Easing Staff Complications
Someone make the e-mail technology where we can design 1 email and it opens appropriately on mobile or desktop. Ok #mmccon? Great.
— Betsy (@betsyschro) June 5, 2013
@ErnieSmithAN as someone who just had to redesign our templates to work on Outlook 03, 07, 10, gmail, apple mail, and iOS…that was a pain
— John Chen (@johnYSchen) June 5, 2013
Prevent the air of frustration: One of the key issues that I saw surface itself on Twitter during a session on mobile email was exasperation over the complicated, fragmented state of sending emails to members. What’s the trouble here? Simply, email rendering, despite being rooted in the same technologies that drive web development, hasn’t kept up.
That’s not necessarily the fault of folks on your staff (blame it on Microsoft’s enduring use of Word as the rendering engine for Outlook), but the problem really rears its ugly head because so much can go wrong in the process of sending out a message. Email is one of the key mechanisms you use to communicate with your members, but the solutions are unappetizing.
Solving the problem of email isn’t easy, but this point speaks to a larger problem for associations—your technology has to be seamless not only to the members you’re trying to reach, but the support staff who work on the front lines.

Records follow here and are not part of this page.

PR #38, opened 2020-11-16
query arg safeguards

phryneas:
* sort object keys before stringifying in `defaultSerializeQueryArgs`
* use "shallow stable" `arg` value in `useQuery` hooks to prevent rerenders when calling
```js
useEndpointQuery({ name: "Tom" });
```
instead of
```js
const arg = useMemo(() => ({ name: "Tom" }));
useEndpointQuery(arg);
```

a deep-equals would probably be too much, but a shallow equal by default seems sensible here


src/buildHooks.ts
```diff
@@ -58,32 +59,34 @@ export function buildHooks<Definitions extends EndpointDefinitions>({
   return { buildQueryHook, buildMutationHook };
 
   function buildQueryHook(name: string): QueryHook<any> {
-    const startQuery = queryActions[name];
-    const querySelector = querySelectors[name];
```
phryneas, line 62: I had to move these inside to be able to spy on them in tests :facepalm:

src/utils/shallowEqual.ts
```diff
@@ -0,0 +1,30 @@
...
+
+function is(x: any, y: any) {
+  if (x === y) {
+    return x !== 0 || y !== 0 || 1 / x === 1 / y;
+  } else {
+    return x !== x && y !== y;
+  }
+}
+
+export function shallowEqual(objA: any, objB: any) {
```
phryneas, line 11: This is the implementation from react-redux. Probably overkill though.
Maybe we should use an external lib for that so there's a *chance* of not duplicating code when another lib in the bundle uses the same helper?

phryneas: @markerikson do you have an opinion there?

markerikson: Kind of the age-old question: rely on a dependency and add to the potential deps size, or copy it into your codebase and maybe end up with duplicate code?

I don't have strong feelings on the "overkill" part.

I'd be inclined to have a copy-pasted version because we need it here, Redux doesn't have one, we can't import it from React-Redux even if R-R did export it, etc.

msutkowski (commented):
Looks good. I'm going to add in a quick test for the arg swap ({a: 1, b: 2} -> {b: 2, a: 1}) for you.

`Bob` and `Alice` sound like my type of people! 🍨 🧇

msutkowski (approved):

phryneas:
Then let's get this in.

PR #39, opened 2020-11-17
Add isLoading, isError, isSuccess, isFetching booleans

msutkowski:
Notes:

- `isFetching` will be `true` during any time a  request is in-flight.
- `isLoading` will only be `true` when a request is in flight until a result is returned. 

**Possible states:**
isLoading = false, isFetching = false
isLoading = true, isFetching = true
isLoading = false, isFetching = true

**Additional notes on behavior:**
As long as we have `data` for a query and it is not garbage collected (see `keepUnusedDataFor`), the cached result will be served until a future request updates it. Additionally, if a subsequent request for the same query errors, the cached result will continue to be shown until it is resolved -- even if retries are exhausted.

- [x] Add tests


msutkowski:
Being that this is so basic, I'll add tests for this after we merge in #38.

src/buildSlice.ts
```diff
@@ -40,6 +42,13 @@ function updateMutationSubstateIfExists(
   }
 }
 
+function setRequestStatusFlags(status: keyof typeof QueryStatus, substate: QuerySubState<any> | MutationSubState<any>) {
+  const flags = getRequestStatusFlags(status);
+  Object.keys(flags).forEach((key) => {
+    (substate as any)[key] = (flags as any)[key];
```
markerikson, line 48: Couldn't we just derive these on read or something, like in the selectors?

msutkowski:
How does typescript even work? There is an issue with `IS_DEV` currently and I'm not too sure of whats going on. Sometimes it throws, sometimes it doesn't.

src/index.ts
```diff
@@ -29,7 +29,10 @@ function defaultSerializeQueryArgs(args: any, endpoint: string) {
   return `${endpoint}/${JSON.stringify(args)}`;
 }
 
-const IS_DEV = () => process?.env?.NODE_ENV === 'development';
+const IS_DEV = () => {
+  return true;
+  return process?.env?.NODE_ENV === 'development';
```
msutkowski, line 34: For some reason this throws `process is undefined` randomly when running the React sample app.

src/buildSelectors.ts
```diff
@@ -62,23 +63,33 @@ export function buildSelectors<InternalQueryArgs, Definitions extends EndpointDe
...
+        }
+      : substate;
+  }
+
   function buildQuerySelector(
     endpoint: string,
     definition: QueryDefinition<any, any, any, any>
   ): QueryResultSelector<any, RootState> {
     return (arg?) => (rootState: RootState) =>
       (arg === skipSelector
```
phryneas, line 80: This could now just be wrapped as a whole, like 
```ts
      withRequestFlags(
        (arg === skipSelector
          ? undefined
          : (rootState[reducerPath] as InternalState).queries[serializeQueryArgs(definition.query(arg), endpoint)]) ??
          defaultQuerySubState
      );
```

BUT: I'd say we start to need reselect here as the result would become unstable otherwise. Mabe something like

```ts
  function selectInternalState(rootState: RootState) {
    return rootState[reducerPath] as InternalState;
  }

  function buildQuerySelector(
    endpoint: string,
    definition: QueryDefinition<any, any, any, any>
  ): QueryResultSelector<any, RootState> {
    return (arg?) => {
      const selectQuerySubState = createSelector(
        selectInternalState,
        (internalState) =>
          (arg === skipSelector
            ? undefined
            : internalState.queries[serializeQueryArgs(definition.query(arg), endpoint)]) ?? defaultQuerySubState
      );
      return createSelector(selectQuerySubState, withRequestFlags);
    };
  }
```

The problem is: we'll also need some to start using the selectors differently in `useQuery/useMutation`.

So in `buildQueryHook`, it was
```ts
      const querySelector = querySelectors[name];
      const currentState = useSelector(querySelector(skip ? skipSelector : stableArg));
```
and should probably become
```ts
      const buildQuerySelector = querySelectors[name];
      const querySelector = useMemo(() => buildQuerySelector(skip ? skipSelector : stableArg), [skip, stableArg]);
      const currentState = useSelector(querySelector);
```

same goes for the mutation stuff.

An alternative to that would be using `shallowEquals` in `useSelector` and keeping this as-is.
But long-term I *assume* that this is the better direction to go.
Maybe we should rename `selectors` to `getSelector` on the api return object?

phryneas (changes requested):

src/index.ts
phryneas: Can you try
```js
const IS_DEV = () => typeof process !== "undefined" && process.env.NODE_ENV === 'development';
```
?

examples/react/src/app/services/posts.ts
```diff
@@ -14,7 +14,10 @@ export const postApi = createApi({
   endpoints: (build) => ({
     getPosts: build.query<PostsResponse, void>({
       query: () => 'posts',
-      provides: (result) => result.map(({ id }) => ({ type: 'Posts', id })),
+      provides: (result) => [
+        ...result.map(({ id }) => ({ type: 'Posts', id } as const)),
+        { type: 'Posts', id: 'LIST' },
```
markerikson, line 19: :question: why is this "LIST" bit needed?

src/buildSelectors.ts
msutkowski: Hmm, regarding the naming, I don't really have an opinion. I think keeping it as `selectors` is fine.

examples/react/src/app/services/posts.ts
msutkowski: If you invalidate `['Posts']`, it will cause _every query_ that provides a type of 'Post' to be rerun, even if it provides a specific `id`. So in the example of this demo, the way it was set up originally was that when you added a new post, it would cause `PostDetail` to switch into a loading state, which is not what we want. So switching to 'LIST' here causes the `addPost` mutation to _only_ rerun `getPosts`, and `getPost(2)` remains stable as it's data doesn't change.

Does that make sense? :D

markerikson: so is "LIST" a magic thing for queries in general, or something specific to this particular demo?  Is this behavior documented somewhere?

phryneas: It's just an id, like 5 or 7 would be, with a descriptive name. Nothing forces you to have those `{ type: 'Posts', id: something }` correlate to anything.

We have the special situation here that adding a new element should not refetch any existing id, but that it should refetch all lists (because it might be somewhere on there). So all lists `provide` the ids they really have, plus LIST - and the add endpoint invalidates that.

Of course, you could also introduce a new type PostsList for that or something.

msutkowski: 'LIST' is just a generic id that applies to any query --  you could also call it '*', 'ALL' or 'BANANA' if you wanted. In theory, you could create multiple ids like 'SIDEBAR_LIST', 'PAGE_LIST', and if for some reason you wanted to... you could only refresh one of those two when adding a post.

It's hinted at in the docs in the [example here](https://rtk-query-docs.netlify.app/concepts/mutations#advanced-mutations-with-revalidation), but I need to add more copy spelling out the exact behavior and demonstrate further use cases.

phryneas: And yeah, these little tricks should probably make it into the advanced invalidation section. Right now, it's only mentioned in the example in the readme I believe.

src/buildSelectors.ts
phryneas: I mean, those are really more selector factories than selectors though, so I'm not really happy with just `selectors`.
@markerikson do you have an opinion there?

examples/react/src/app/services/posts.ts
markerikson: Right, that's kinda my point - I wasn't sure if it was something unique to this demo, or built into the library itself, or a fallout of something that's inherent in the lib.

msutkowski: Example scenarios

**Invalidating everything**
**queries:**
getPosts: provides ['Posts']
getPost: provides [{ type: 'Posts', id }]
**mutations:**
addPost: invalidates ['Posts']

**Component:**
<App>
<AddPost />
<PostsList />
<PostDetail id={id} />
<PostDetail id={id} />
<PostDetail id={id} />
</App>

Behavior: 
When you `addPost`, it will cause each `PostDetail` component to go into a loading state because `addPost` invalidates the root entity, which causes any query that provides 'Posts' to be re-run.


**Selectively invalidating lists**
**queries:**
getPosts: provides [{ type: 'Posts', id: 'LIST' ]
getPost: provides [{ type: 'Posts', id }]
**mutations:**
addPost: invalidates [{'Posts', id: 'LIST'}]

**Component:**
<App>
<AddPost />
<PostsList />
<PostDetail id={id} />
<PostDetail id={id} />
<PostDetail id={id} />
</App>

Behavior: 
When you `addPost`, it will only cause the `PostsList` to into a loading state because `addPost` invalidates the 'LIST' id, which causes `getPosts` to rerun (because it provides that specific id).

src/buildSelectors.ts
markerikson: Only partly following along because I'm working, so not really :)  other than "shorter is good", but also "accurate is good"

examples/react/src/app/services/posts.ts
msutkowski: And yea, docs are still a WIP, but I'll get them added in. There is also the case that this may end up not being a concern for folks if we do background data fetching and are able to differentiate between `loading` and `background fetching`. Either way, I do need to spell out the network request behavior :)

msutkowski: Okay! Now we have 'background fetching' 🎉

If you leave that support staff with an inefficient, complicated solution, it takes their time away from the real goals.
Understanding Member Needs
— Erin Hall (@Erinautiger) June 5, 2013
Sometimes the tech you need just works: Though it wasn’t nearly as funny as the guy who spoke of the challenges of quitting smoking in the rhyming style of Dr. Seuss, one of the more interesting Ignite presentations during MMCC noted the honest truth: Not all of your members are up on the latest trends, so you have to continue to speak to them on their level. I can spend all my time advocating for forward-thinking tech until my face turns blue, but if your members are best reached by the good old fax machine, you shouldn’t leave them behind.

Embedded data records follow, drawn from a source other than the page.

PR #41, opened 2020-11-17
change `InternalQueryArgs` generic to `BaseQuery` generic, add timestamps to state

phryneas:


test/createApi.test.ts
```diff
@@ -155,3 +156,131 @@ describe('wrong entityTypes log errors', () => {
...
+    api.injectEndpoints({
+      endpoints: (build) => ({
+        query: build.query<'RetVal', 'Arg'>({
+          query: (x: 'Arg') => 'From' as const,
+          transformResponse(r: 'To') {
+            return 'RetVal' as const;
+          },
+        }),
+        query1: build.query<'RetVal', 'Arg'>({
+          // @ts-expect-error
```
phryneas, line 176: this is nice, since TS 3.9 we don't need a type testing library any more :)

PR #43, opened 2020-11-21
Feature/use prefetch

msutkowski:
Implements `usePrefetch` and tests for every scenario I can think of at this time.


docs/concepts/prefetching.md
```diff
@@ -6,3 +6,92 @@ hide_title: true
...
 
 # `Prefetching`
+
+The goal of prefetching is to make data fetch _before_ the user navigates to a page or attempts to load some known content.
+
+There are a handful of situations that you may want to do this, but some very common use cases are:
+
+1. User hovers over a navigation element
+2. User hovers over a list element that is a link
+3. User hovers over a next pagination button
```
phryneas, line 16:
```suggestion
3. User hovers over a next pagination button
4. User navigates to a page and you know that some components down the tree will require said data. This way, you can prevent fetching waterfalls.
```

docs/concepts/prefetching.md
```diff
@@ -6,3 +6,92 @@ hide_title: true
...
+   - If specified, it will only run the query if the difference between `new Date()` and the last `fulfilledTimeStamp` is greater than the given value
+
+2. `force`
+
+   - If `force: true`, it will ignore the `ifOlderThan` value if it is set and the query will be run even if it exists in the cache.
+
+#### Behavior of the hook
+
+1. If `force: true` is set during the declaration or at the call site, the query will be run no matter what. The one exception to that is if the same query is already in-flight.
+2. If no options are specified and the query exists in the cache, the query will be performed.
```
phryneas, line 33:
```suggestion
2. If no options are specified and the query exists in the cache, the query will not be performed.
```
?

docs/concepts/prefetching.md
```diff
@@ -6,3 +6,92 @@ hide_title: true
...
+
+The goal of prefetching is to make data fetch _before_ the user navigates to a page or attempts to load some known content.
+
+There are a handful of situations that you may want to do this, but some very common use cases are:
+
+1. User hovers over a navigation element
+2. User hovers over a list element that is a link
+3. User hovers over a next pagination button
+
+### Prefetching with React Hooks
```
phryneas, line 18: This whole section (except for the example) misses to mention the fact that there is a hook *and* a callback.
It reads to me as if the hook call were already fetching.

docs/concepts/prefetching.md
```diff
@@ -6,3 +6,92 @@ hide_title: true
...
+2. `force`
+
+   - If `force: true`, it will ignore the `ifOlderThan` value if it is set and the query will be run even if it exists in the cache.
+
+#### Behavior of the hook
+
+1. If `force: true` is set during the declaration or at the call site, the query will be run no matter what. The one exception to that is if the same query is already in-flight.
+2. If no options are specified and the query exists in the cache, the query will be performed.
+3. If no options are specified and the query _does not exist_ in the cache, the query will be performed.
+   - `isLoading` will be true, `isFetching` will be true
```
phryneas, line 35: It's not really clear that this means the value returned from the `useQuery` hook used somewhere else - this could also be interpreted as if the hook would return these flags

src/buildHooks.ts
```diff
@@ -56,6 +63,15 @@ export type Hooks<Definitions extends EndpointDefinitions> = {
...
   TS41Hooks<Definitions>;
 
+export type PrefetchOptions =
+  | { force: boolean }
+  | {
+      ifOlderThan: false | number;
+    };
+
+const hasTheForce = (options: any): options is { force: boolean } => options?.force;
+const hasMaxAge = (options: any): options is { ifOlderThan: false | number } => options?.ifOlderThan;
```
phryneas, line 73: This will not test for `ifOlderThan` false.

src/buildHooks.ts
```diff
@@ -67,7 +83,51 @@ export function buildHooks<Definitions extends EndpointDefinitions>({
...
+  ) {
+    const dispatch = useDispatch<ThunkDispatch<any, any, AnyAction>>();
+    const store = useStore();
+    const latestStateRef = useRef(store.getState());
+
+    useLayoutEffect(() => {
+      return store.subscribe(() => {
+        latestStateRef.current = store.getState();
+      });
+    }, [store]);
```
phryneas, line 100:
```suggestion
```
Why do we need the subscription there?

src/buildHooks.ts
```diff
@@ -67,7 +83,51 @@ export function buildHooks<Definitions extends EndpointDefinitions>({
...
+
+    return useCallback(
+      (arg: any, opts: PrefetchOptions = { force: false, ifOlderThan: false }) => {
+        const force = hasTheForce(opts) ? opts.force : hasTheForce(options) ? options.force : false;
+        const maxAge = hasMaxAge(opts) ? opts.ifOlderThan : hasMaxAge(options) ? options.ifOlderThan : false;
+
+        const queryAction = (force: boolean = true) => queryActions[endpointName](arg, { forceRefetch: force });
+
+        const latestStateValue = querySelectors[endpointName](arg)(latestStateRef.current);
```
phryneas, line 109:
```suggestion
        const latestStateValue = querySelectors[endpointName](arg)(store.getState());
```

src/buildHooks.ts
```diff
@@ -67,7 +83,51 @@ export function buildHooks<Definitions extends EndpointDefinitions>({
...
+          const shouldRetrigger = (Number(new Date()) - Number(new Date(lastFulfilledTs))) / 1000 >= maxAge;
+          if (shouldRetrigger) {
+            dispatch(queryAction());
+          }
+        } else {
+          // If prefetching with no options, just let it try
+          dispatch(queryAction(false));
+        }
+      },
+      [endpointName, dispatch, options]
```
phryneas, line 128:
```suggestion
      [endpointName, dispatch, options, store]
```

src/buildHooks.ts
```diff
@@ -67,7 +83,51 @@ export function buildHooks<Definitions extends EndpointDefinitions>({
...
+    const store = useStore();
+    const latestStateRef = useRef(store.getState());
+
+    useLayoutEffect(() => {
+      return store.subscribe(() => {
+        latestStateRef.current = store.getState();
+      });
+    }, [store]);
+
+    return useCallback(
```
phryneas, line 102: This whole callback could also be implemented as a thunk and thus also be available for non-hook-usage with all the fancy options

phryneas (commented):
I've left some review but didn't look at the tests yet.

src/buildHooks.ts
msutkowski: Skipping due to switching to prefetchThunk usage

PR #51, opened 2020-11-25
Fix fetchBaseQuery: Throw when invalid & Improve error handling

msutkowski:


msutkowski:
I'm just going to leave this here. Error handling doesn't work anything like I'd expect it to. If I get a chance later, I'll write up what I think should happen -- if not, tomorrow. As of right now, the thrown error doesn't make it into the rejected payload, and due to how `createAsyncThunk` works, you can't `catch` it. This might be an idea, but not sure if you're going to merge it: https://github.com/reduxjs/redux-toolkit/pull/812

src/fetchBaseQuery.ts
```diff
@@ -15,7 +15,7 @@ const defaultValidateStatus = (response: Response) => response.status >= 200 &&
 const isJsonContentType = (headers: Headers) => headers.get('content-type')?.trim()?.startsWith('application/json');
 
 export function fetchBaseQuery({ baseUrl }: { baseUrl?: string } = {}) {
-  return async (arg: string | FetchArgs, { signal, rejectWithValue }: QueryApi) => {
+  return async (arg: string | FetchArgs, { signal }: QueryApi) => {
```
msutkowski, line 18: After trying to use this, I can't see any reason to expose `rejectWithValue` at all - we should just handle whatever error is thrown here in `buildThunks`

msutkowski (commented):
I think this might be better, but I'd be curious as to if `refetch` should be able to be handled as a promise in a component instead of being `void`? Maybe this is offbase either way though - curious to hear thoughts.

phryneas:
> but I'd be curious as to if `refetch` should be able to be handled as a promise in a component instead of being `void`? Maybe this is offbase either way though - curious to hear thoughts.

Thing is: if a query for that serializedArgs is already running, that refetch would immediately return with a rejection. And syncing that up so it waits for that already-running query would require quite a rework of the middleware concept. So I'm putting that off for now.

PR #53, opened 2020-11-25
typed error handling with return value from `baseQuery`

phryneas:
tests TBD


test/errorHandling.test.tsx
```diff
@@ -0,0 +1,265 @@
...
+
+    await hookWaitFor(() => expect(result.current.isFetching).toBeFalsy());
+    expect(result.current).toEqual(
+      expect.objectContaining({
+        isLoading: false,
+        isError: false,
+        isSuccess: true,
+        data: { value: 'success' },
+        // do we want to keep this behaviour?
+        // atm., error is not cleared out
```
phryneas, line 132: we should probably clear this out when going from isError -> isSuccess, right?

msutkowski: in general, yes :)

phryneas: added this in :)

PR #57, opened 2020-11-27
Tests: fetchBaseQuery behavior

msutkowski:
- [x] params
- [x] body
- [x] prepareHeaders
  - [x] getState


msutkowski:
@phryneas I still need to add params and body usage, but if you'd like to check the `prepareHeaders` usage, that'd be great. I figure this test will turn into an example.

PR #58, opened 2020-11-28
overhaul of union types returned by selectors & hooks

phryneas:


phryneas:
ah well, let's get these in already. might be doing the same thing for mutations later though

PR #701, opened 2022-10-19
BugFix: Add support for `withControlled` from vee-validate@4.7.0

pleek91:
# Description
Vee validate introduced a method property on `handleSubmit` which we are wrapping in our `useForm` composition. This caused a type error because we didn't implement the same type. 

Added support for `withControlled` which fixes the type error.


zhen0:
Do we still need this one @pleek91?

pleek91:
> Do we still need this one @pleek91?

As the Federal Bar Association’s Manager of Chapters and Circuits Jane Zaretskie spoke about her continued reliance on faxes, I asked attendees via Twitter whether or not they still use fax machines to reach some of their members. I got more than one “yes,” though I also got plenty of understandably cynical responses. That I got a yes at all, though, is telling.

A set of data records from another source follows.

PR #884, opened 2022-12-06
Bugfix: Radar app + node refreshes

znicholasbrown:
This PR addresses an issue where Radar wasn't updating appropriately, requiring a refresh to get run results. It also slightly tweaks the method used to compute task run duration. 

Closes: https://github.com/PrefectHQ/prefect/issues/7660

### DIFF
--- a/src/models/TaskRun.ts
+++ b/src/models/TaskRun.ts
@@ -84,6 +84,6 @@ export class TaskRun implements ITaskRun {
   }
 
   public get duration(): number {
-    return this.totalRunTime ?? this.estimatedRunTime ?? 0
+    return (this.totalRunTime && this.totalRunTime > 0 ? this.totalRunTime : this.estimatedRunTime) ?? 0
   }
 }
--- a/src/components/RadarApp.vue
+++ b/src/components/RadarApp.vue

You may hear about trends that seem at odds with what you’re seeing—for example, I recently wrote a story discussing the gradual decline of the office phone—but the truth is, one size doesn’t fit all, and trends don’t take over immediately. They emerge, and the older segments of your audiences may not hop on board at the same rates as the younger ones. You know your membership better than anyone, and you should remember this when building your strategy. (This also goes the other way, by the way, as the deadline-missing fax tale involving an NFL star recently showed.)
So much of what you do with technology is a membership issue, whether directly or indirectly. Your efforts are always at the service of your members, and if something works, you need to be careful when making a transition.
And if it’s not working, you need to fix that.